West Hercules  SFL Corporation
Drilling & Production

SFL Corporation reports Q2 2025 results

Alan Bosworth

Bermuda-based shipowner SFL Corporation has reported a net income of $1.5 million for the second quarter of 2025 and has declared its 86th consecutive quarterly cash dividend, adjusting it to $0.20 per share. The company’s near-term financial results were impacted by a challenging market for its legacy drilling rig and reduced cash flow from recent vessel sales.

The company received charter hire of $194 million in the quarter, with approximately 87 per cent from shipping and thirteen per cent from energy assets. The adjusted EBITDA from consolidated subsidiaries was $104 million.

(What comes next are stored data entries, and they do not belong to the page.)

PR #602, opened 2016-10-21
build_jobs: import current jenkins build scripts

marineam:


marineam:
My intent here is to start maintaining these in git instead of directly in Jenkins so it is easier to change/improve the jobs.

PR #608, opened 2016-11-02
oem/ami: make snapshots public

crawford:
This is needed so that users can copy the public AMIs into their own
accounts.


crawford:
Fixes https://github.com/coreos/bugs/issues/1090.

PR #610, opened 2016-11-15
grub.cfg: Enable arm64 ACPI

glevand:
By default, ACPI is disabled on arm64 even if support is built in to the kernel (```CONFIG_ACPI=y```).

This change adds a new grub.cnf variable ```platform_options``` and sets ```acpi=force``` to enable ACPI on arm64 platforms.

Needs https://github.com/coreos/coreos-overlay/pull/2273 (arm64_defconfig: Enable ACPI).

### DIFF
--- a/build_library/grub.cfg
+++ b/build_library/grub.cfg
@@ -96,6 +96,11 @@ if [ -z "$linux_console" ]; then
     fi
 fi
 
+set extra_options=""
+if [ "$grub_cpu" = arm64 ]; then
+	set extra_options="acpi=force"
+fi
+
 set suf=""
 
 # UEFI uses linuxefi/initrdefi instead of linux/initrd except for arm64
@@ -106,7 +111,7 @@ if [ "$grub_platform" = efi ]; then
 fi
 
 # Assemble the options applicable to all the kernels below
-set linux_cmdline="rootflags=rw mount.usrflags=ro consoleblank=0 $linux_root $linux_console $first_boot $oem $linux_append"
+set linux_cmdline="rootflags=rw mount.usrflags=ro consoleblank=0 $linux_root $linux_console $first_boot $extra_options $oem $linux_append"
 
 # Re-implement grub_abort() since no command exposes it.
 function abort {


glevand:
Rebased to latest.

glevand:
Rebased to latest.  Renamed ```platform_options``` to ```extra_options```.

marineam:
Seems like this would be a good candidate to put into CONFIG_CMDLINE in the kernel so it can be dropped once the upstream kernel starts enabling ACPI automatically when appropriate. (I presume that will happen some day at least)

Note: this requires moving CONFIG_CMDLINE from common to arch defconfig, also iirc the arm64 kernel requires a second setting to allow CONFIG_CMDLINE to be combined with the runtime specified cmdline like x86 kernels do. Otherwise CONFIG_CMDLINE is only used if there is no runtime cmdline.

glevand:
Based on the arm64 ACPI discussions, I don't think ACPI enabled will be the default anytime soon, but we can certainly put it into the kernel config.  I'll look into it.

glevand:
@marineam On looking into the arm64 kernel's command line handling, either the built in is used, or the one passed from the bootloader is used.  There is no way to append.

See: https://git.kernel.org/cgit/linux/kernel/git/torvalds/linux.git/tree/drivers/of/fdt.c?h=v4.8#n1066

glevand:
Closing.
See  [Enable ACPI in arm64 CONFIG_CMDLINE](https://github.com/coreos/coreos-overlay/issues/2298).

glevand:
Reopening this PR since arm64 kernel maintainers rejected my patch to add CONFIG_CMDLINE_EXTEND support to arm64.  See:  http://www.spinics.net/lists/arm-kernel/msg546922.html

If we want to set ```acpi=force``` in our kernel config, then we would need to maintain the kernel patch that adds CONFIG_CMDLINE_EXTEND.

marineam:
Aw, damn. Sorry for the wild goose chase. I could have sworn that option already existed. GRUB config it is then.

PR #611, opened 2016-11-18
scripts: Add arm64 verity support

glevand:
Tested with amd64 coreos_production_qemu_uefi and did not see any regressions.

Depends on:
https://github.com/coreos/grub/pull/42 "Add arm64 verity support" 
coreos/coreos-overlay#2277 "coreos-sources: Add arm64 verity hash"

cc: @mjg59

### DIFF
--- a/build_image
+++ b/build_image
@@ -86,11 +86,6 @@ switch_to_strict_mode
 
 check_gsutil_opts
 
-# Inserting the verity hash into the kernel assumes x86_64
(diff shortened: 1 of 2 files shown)


glevand:
Rebased to latest.

glevand:
Uses: https://github.com/coreos/coreos-overlay/pull/2396 (sys-boot/grub: update to get arm64 verity)

PR #614, opened 2016-11-26
Delete download.sh

MichaNice:
Unauthorized


crawford:
We use this to sign images.

PR #616, opened 2016-12-05
build_jobs: update manifest-builds location

crawford:


marineam:
Is the https url usable? Or does everything need to convert to ssh?

marineam:
Nm, you changed it :)

marineam:
Changing the manifest url to ssh:// causes all github repos to be fetched over ssh:// (the urls in the XML manifest are relative to the manifest url) so please update the comments on all the jobs to note that ssh read-only access is required to all repos.

crawford:
Going to do this on the new Jenkins instead.

PR #619, opened 2016-12-20
check_root: make #!/usr/bin/env a special case

dm0-:
Make detecting issues like coreos/bugs#1139 easier.

### DIFF
--- a/build_library/check_root
+++ b/build_library/check_root
@@ -177,9 +177,22 @@ def check_shebang():
                 line = fd.readline(80)
                 if not line.startswith(b"#!"):
                     continue
-                cmd = line[2:].rstrip().split(None,1)[0]
+                args = line[2:].rstrip().split(None, 2)
+                cmd = args.pop(0)
+                if cmd in ('/usr/bin/env', '/bin/env') and args:
+                    prog = args.pop(0)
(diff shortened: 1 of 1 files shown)


build_library/check_root
```diff
@@ -177,9 +177,20 @@ def check_shebang():
                 line = fd.readline(80)
                 if not line.startswith(b"#!"):
                     continue
-                cmd = line[2:].rstrip().split(None,1)[0]
+                words = line[2:].rstrip().split(None, 1)
```
marineam: A couple things, if either env or the prog have arguments this will fail. I think this will handle both cases:

```python
args = line[2:].rstrip().split(None, 3)
cmd = args.pop(0)
if cmd == '/usr/bin/env' and args:
    prog = args.pop(0)
    if prog == '-i' and args:
        progs = args.pop(0)
    cmd = '(env)/%s' % prog
```

dm0-: As far as I know, Linux doesn't support multiple arguments on the `#!` line.  I can still update it anyway, for portability (Container Illumos?).

dm0-: Updated.

marineam: Oh, right. forgot about that.

PR #630, opened 2017-01-12
coreos_sign_update: Use smartcards for signing

mjg59:
Sign updates using private keys on smartcards. This involves changing the
padding approach - rather than including the padding in the hash, ask the
card to generate the padding itself, since the card will refuse to sign
pre-padded material. Use + as a key separator rather than : as the PKCS#11
URI includes colons.

### DIFF
--- a/core_sign_update
+++ b/core_sign_update
@@ -43,10 +43,10 @@ delta_generator \
     -new_kernel "$FLAGS_kernel" \
     -out_file update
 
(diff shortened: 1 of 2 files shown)


mjg59:
Don't merge until ready to use smartcards.

euank:
Closing in favour of #710 which has a few additional changes.

PR #710, opened 2017-07-06
coreos_sign_update: Use smartcards for signing (updated)

euank:
This replaces #630

See the additional commits for changes made.

This has been lightly tested by re-signing a previous release and getting an update payload with the same hash.

cc @crawford @dm0-

### DIFF
--- a/core_sign_update
+++ b/core_sign_update
@@ -43,10 +43,10 @@ delta_generator \
     -new_kernel "$FLAGS_kernel" \
     -out_file update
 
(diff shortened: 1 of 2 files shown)


euank:
Adding a flag for the separator seemed cleaner to me. Per the reasoning in the commit message I think backwards compatibility is worth keeping for now.

euank:
The commit message might not have been quite clear enough on that. The intent is that if something's wrong with the new setup for at least the next few uses, we can trivially go back to the existing one without having to fiddle with script changes (even if they're minor).

PR #715, opened 2017-07-26
Support dropping Python 3 in alpha

dm0-:
This is to run test builds for Jenkins SDKs downgrading to releases without Python 3.


dm0-:
A test build is still running, but it corrected the issues so far.

PR #721, opened 2017-07-28
build_library: Update qemu script to run on arm64 machines

glevand:
I used a condensed indentation in the `case` statements to avoid the `set` commands from wrapping so much.  I can change it to match what was there before if you like.


glevand:
Changed case to `"${VM_BOARD}+$(uname -m)"`.
Added new patch `	build_library: Add missing die function`.

PR #722, opened 2017-08-08
oem/oracle: Add some scripts to manage images/instances

bgilbert:


oem/oracle/get-console-output
```diff
@@ -0,0 +1,35 @@
...
+if [[ -z "${instance_id}" ]]; then
+    echo "Instance ID is required." >&2
+    exit 2
+fi
+
+id=$(bmcs compute console-history capture --instance-id "${instance_id}" | jq -r .data.id)
+trap 'bmcs compute console-history delete --instance-console-history-id "${id}" --force' EXIT
+while true; do
+    state=$(bmcs compute console-history get --instance-console-history-id "${id}" | jq -r '.data["lifecycle-state"]')
+    if [[ "${state}" = SUCCEEDED ]]; then
```
arithx: `SUCCEEDED` isn't wrapped in quotes

oem/oracle/get-console-output
```diff
@@ -0,0 +1,35 @@
...
+    esac
+done
+
+if [[ -z "${instance_id}" ]]; then
+    echo "Instance ID is required." >&2
+    exit 2
+fi
+
+id=$(bmcs compute console-history capture --instance-id "${instance_id}" | jq -r .data.id)
+trap 'bmcs compute console-history delete --instance-console-history-id "${id}" --force' EXIT
```
arithx: Why are you deleting the console output on exit?

oem/oracle/upload-image
```diff
@@ -0,0 +1,75 @@
...
+    echo "Display name is required." >&2
+    exit 2
+fi
+
+if [[ -z "${path}" ]]; then
+    echo "Image file is required." >&2
+    exit 2
+fi
+
+object=$(mktemp -u XXXXXXXXXXXXXXXX)
```
arithx: no trap to delete this

bgilbert: `-u` doesn't create a file; we're just generating a random string here.

oem/oracle/get-console-output
bgilbert: There's no point leaving console history objects sitting around in the compartment once we've fetched them.

oem/oracle/get-console-output
bgilbert: Constant strings don't need to be.  Sometimes they are as a stylistic thing, but I don't think we're rigid about it.

PR #730, opened 2017-08-15
jenkins: Upload a list of default torcx images

dm0-:
Completely untested

### DIFF
--- a/jenkins/images.sh
+++ b/jenkins/images.sh
@@ -1,7 +1,7 @@
 #!/bin/bash -ex
 
 # Clear out old images.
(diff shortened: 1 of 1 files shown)


dm0-:
I used this over the nightly build's run, and it looks okay.

euank:
Not including the patchlevel version isn't great.. and after further thought, I think we need to have a little more discussion around what we're doing.

Punting the decision forwards to the next alpha.

dm0-:
Sounds like a more involved solution is being designed, so closing this.

PR #733, opened 2017-08-30
scripts: add more options in qemu script

cristiklein:
scripts: add more options in qemu script

I frequently need to change the number of processors, memory and VM name. This change allows the user to specify these options when booting CoreOS from the qemu script.

### DIFF
--- a/build_library/qemu_template.sh
+++ b/build_library/qemu_template.sh
@@ -53,6 +53,15 @@ check_conflict() {
 
 while [ $# -ge 1 ]; do
     case "$1" in
+        -vm-name)
+            VM_NAME="$2"
+            shift 2 ;; 
+        -ncpus)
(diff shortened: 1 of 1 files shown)


euank:
Trailing arguments are supported and added to the qemu invocation.

Using something like:

```sh
$ ./coreos_production_qemu.sh -name asdf -smp cpus=10
```

will change the name, number of processors, etc.

I'm not sure we need this mechanism as well since it doesn't hide a significant amount of abstraction (as, for example, the ignition flag does).

cristiklein:
I see your point. There is, however, a minor downside to the solution you proposed, in that the command-line of qemu (e.g., `ps -AF`) looks confusing.

Would you be more open to an `-image` option to allow pointing to a COW-image of CoreOS instead of the one shipped by default?

PR #735, opened 2017-09-06
offline_signing: Allow download/upload for multiple releases with a single invocation

bgilbert:


bgilbert:
I run `download` outside the SDK.  On Fedora, 2.2.0 is in rawhide but only as `gpg2`.

PR #737, opened 2017-09-06
rework torcx uploading to include a manifest

euank:
- [x] `./build_packages` produces manifest and cas pkgs
- [x] `./build_packages --upload` does the right thing for developers
- [x] `./build_image` on dev machines includes torcx packages based on a manifest correctly
- [x] `./jenkins/images.sh` correctly populates torcx store and can `build_image`
- [x] `kola` accepts a 'torcx manifest' path to test a manifest prior to signing / upload (https://github.com/coreos/mantle/pull/701)
- [ ] signing scripts for download/signing/uploading the torcx manifest

PR #742, opened 2017-09-09
Backport build_torcx_store manifest changes

euank:
This backports https://github.com/coreos/scripts/pull/737

We'll want to pull in https://github.com/euank/scripts/commit/e858e727b05668da98ebb74878c298097cf2a03b once this branch goes to beta as well.


euank:
I manually gave `./build_torcx_store --upload` a run and it seemed to work.

Since we aren't using `casync` any more, there isn't any need for overlay / portage changes.

dm0-:
Shouldn't it still build 17.06 when it goes to beta?  We don't want it as an option?

euank:
@dm0- the tectonic-torcx thing only really needs 1.12, but if we want to toss 17.06 in EXTRA_IMAGES I wouldn't say no. It just won't immediately be used other than in testing.

PR #746, opened 2017-09-14
offline_signing: Mechanize more roller interactions

bgilbert:
Also parallelize download of artifacts for signing, mostly to stop gsutil from complaining that we didn't.

### DIFF
--- a/offline_signing/transfer.sh
+++ b/offline_signing/transfer.sh
@@ -21,7 +21,7 @@ download() {
     mkdir -p "${dir}"
     pushd "${dir}" >/dev/null
 
-    gsutil cp \
+    gsutil -m cp \
         "${gs}/coreos_production_image.vmlinuz" \
         "${gs}/coreos_production_image.vmlinuz.sig" \
         "${gs}/coreos_production_update.bin.bz2" \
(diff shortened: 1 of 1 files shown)


offline_signing/transfer.sh
```diff
@@ -49,6 +49,19 @@ upload() {
         --board="${board}" \
         --version="${version}" \
         --payload="${payload}"
+
+    # Update version in a canary channel if one is defined.
+    local channel_var="ROLLER_CANARY_CHANNEL_$(tr a-z A-Z <<<${channel})"
```
dm0-: Minor nit, but maybe helps readability?  This would allow using it as a regular variable without the `!` indirection:

    local -n canary_channel="ROLLER_CANARY_CHANNEL_${channel^^}"

offline_signing/transfer.sh
```diff
@@ -6,6 +6,11 @@ declare -A APPID
 APPID[amd64-usr]=e96281a6-d1af-4bde-9a0a-97b76e56dc57
 APPID[arm64-usr]=103867da-e3a2-4c92-b0b3-7fbd7f7d8b71
 
+declare -A RELEASE_CHANNEL
```
dm0-: If we're defining these channel names, would it make sense to just map the canary channels as well?  Is there a reason we'd need to change them through those environment variables?

bgilbert: That was done solely to avoid publishing the channel names.  The variable assignments can go into `~/.config/roller.conf` and the internal release docs will specify their values.

dm0-: Okay, I forgot those aren't published.  Makes sense then.

offline_signing/transfer.sh
bgilbert: Two tricks I didn't know about.  Will fix.

PR #747, opened 2017-09-15
build_library/torcx_manifest: omit newlines

euank:
Omit the newline for each function that returns only a single value.

This does not change each function that returns multiple values as those
are expected, by the caller, to be newline delimited values.

Before this change, the consumer of 'local_store_path' specifically
ended up with bad behavior of including a newline in the on-disk
filename.

Fortunately, the symlink included that newline as well, so it didn't
*break* things, but it did mean the filepath differed from the one
declared in the manifest slightly.

Pending a full `./build_package && ./bulid_image` cycle to verify this didn't break anything obvious.

### DIFF
--- a/build_library/torcx_manifest.sh
+++ b/build_library/torcx_manifest.sh
@@ -96,7 +96,7 @@ function torcx_manifest::local_store_path() {
   local file="${1}"
   local name="${2}"
   local version="${3}"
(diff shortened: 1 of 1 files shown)


euank:
I don't think, after some manual fiddling, this was actually the issue.

PR #749, opened 2017-09-15
build_library: Filter out null paths in torcx manifests

dm0-:
This avoids odd "null" lines appearing in torcx image names.

### DIFF
--- a/build_library/torcx_manifest.sh
+++ b/build_library/torcx_manifest.sh
@@ -96,7 +96,7 @@ function torcx_manifest::local_store_path() {
   local file="${1}"
   local name="${2}"
   local version="${3}"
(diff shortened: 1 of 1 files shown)


build_library/torcx_manifest.sh
```diff
@@ -96,7 +96,7 @@ function torcx_manifest::local_store_path() {
   local file="${1}"
   local name="${2}"
   local version="${3}"
-  jq -r ".value.packages[] | select(.name == \"${name}\") | .versions[] | select(.version == \"${version}\") | .locations[].path" < "${file}"
+  jq -r ".value.packages[] | select(.name == \"${name}\") | .versions[] | select(.version == \"${version}\") | .locations[] | select(.path) | .path" < "${file}"
```
euank: total nit, but `select(.path).path` is equivalent and matches what's done elsewhere.

PR #313, opened 2020-10-13
fix link and expand on map basic type.

prataprc:
Since the default diff is line-oriented, and this markdown has each paragraph in a single line, this might help:

* [gh](https://cli.github.com/) command is needed.
* cd ipld/specs/
* gh pr checkout 313
* gh diff --color-words HEAD~

Normally I create an alias `diffw` for `diff --color-words`.

### DIFF
--- a/data-model-layer/data-model.md
+++ b/data-model-layer/data-model.md
@@ -7,10 +7,11 @@ which describes what data is representable in IPLD --
 for example, booleans, integers, textual strings, maps and lists, etc.
 
 While the Data Model describes these representations in the abstract,
-[Codecs](Codecs) specify exactly how these data are transcribed into serialized bytes.
-(Another component of the IPLD specifications, [Schemas](../schemas), provide
-additional optional tooling on top of the Data Model which can further refine,
-describe, and constrain the range of acceptable data values.)
+[Codecs](../block-layer/codecs) specify exactly how these data are transcribed
+into serialized bytes. (Another component of the IPLD specifications,
+[Schemas](../schemas), provide additional optional tooling on top of the Data
+Model which can further refine, describe, and constrain the range of acceptable
+data values.)
 
 Motivation
 ----------


data-model-layer/data-model.md
```diff
@@ -113,7 +114,8 @@ Values contained in lists can be accessed by their ordinal offset in the list.
 Map is a recursive kind.
 
 Values in maps are accessed by their "key".  Maps can also be iterated over,
-yielding key+value pairs.
+yielding key+value pairs, and such iteration shall not assume any order to
```
rvagg: oh, this is treading into contested waters here, I don't know if we have agreement yet about map ordering while in the data model, we still don't even have agreement about the _right_ way to view ordering at the codec layer.

This _might_ be safe to say, I'd certainly want to reserve this property for some scenarios, but I don't think we can assert that there isn't "any order" (in the Go sense of "no stable ordering for you!").

rvagg:
Something funky happened to your branch @prataprc, would you mind doing a rebase and force push to clean it up? I don't think the wording you have about iteration order is going to work, there's something to be said about ordering but it's not that the order **isn't** stable. So maybe pull that bit out for now and we'll get the link fix in first.

warpfork:
Not... sure what's going on here with the history, seems like maybe a rebase gone funky has made this appear to contain a lot more commits than intended... but that aside...

I'd be opposed to the change that Rod already highlighted.  Many things *do* have defined iteration orders.  Some systems, like Selectors, also depend on stability (n.b., only stability -- not necessarily sortedness) in iteration orders in order to expose predictable/deterministic behavior at higher levels.  (And that, yet further, is sometimes critical to performance -- for example, Graphsync, which builds on Selectors, would have serious issues with memory required for state tracking if it had to receive information in unpredictable orders.)

We need to get this into the specs repo, but my latest writing on the ordering situation can currently be found here as a gist if this helps clarify anything: https://gist.github.com/warpfork/9315eac9848fa2c2ab36174272a80d9b

prataprc:
My bad, was trying to slice the modifications per file and track it via separate branches.
Thanks for the clarification about order preserving maps.

rvagg:
:thumbsup: thanks

PR #314, opened 2020-10-13
hashmap: clean up references to hashAlg string

rvagg:
The additional clean-up I suggested in the original PR changing it from string to int.


warpfork (approved):
I am indifferent to this but approve :)

mvdan (approved):

PR #315, opened 2020-10-13
hashmap: schema changes to root node, tuple nodes, use of 'Any'

rvagg:
BREAKING change to the block representation in two ways:
 - nested root node, now within `hamt` property (I can't recall who suggested this but the name is a nice clue about what the block contains if you're looking at the map at the root).
 - tuple representation for nodes

Also (cosmetic):
 - use of 'Any' instead of custom 'Value' that does the same thing

### DIFF
--- a/data-structures/hashmap.md
+++ b/data-structures/hashmap.md
@@ -101,15 +101,14 @@ See [IPLD Schemas](../../schemas) for a definition of this format.
 type HashMapRoot struct {
   hashAlg Int
   bucketSize Int
-  map Bytes
-  data [ Element ]
+  hamt HashMapNode
 }
 
 # Non-root node layout
 type HashMapNode struct {
   map Bytes
   data [ Element ]
-}
+} representation tuple
 
 type Element union {
   | HashMapNode map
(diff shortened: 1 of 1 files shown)


rvagg:
note that the first node is inline, so they look like this:

root:

```
{
  "hashAlg": 18,
  "bucketSize": 3,
  "hamt": [
    <bytes>,
    [ ... data ... ]
  ]
}
```

whereas intermediates and leaves look like:

```
[
  <bytes>,
  [ ... data ... ]
]
```

mvdan (approved):
Nice!

data-structures/hashmap.md
```diff
@@ -332,21 +320,10 @@ type Bucket [ BucketEntry ]
 
 type BucketEntry struct {
   key Bytes
-  value Value
+  # There is currently no limitation on the types available for storage as long
```
warpfork: Tiniest nit: I think this would read a little better as prose after this code block than as a comment on the value field.

warpfork (approved):
Reads wonderfully.  :+1:

data-structures/hashmap.md
rvagg: done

Ole B. Hjertaker, CEO of SFL Management, stated that the market for the drilling rig Hercules remains challenging, with recent market uncertainty delaying new employment opportunities. He also noted that the recent sale and redelivery of several vessels, while increasing available capital for new investments, has reduced near-term cash flow generation, leading the board to adjust the dividend.

On the positive side, the company signed a five-year time charter extension with Maersk for three 9,500TEU container vessels, adding approximately $225 million to its backlog from 2026 through 2031. SFL also completed the sale and redelivery of older dry bulk and container vessels for an aggregate amount of more than $200 million.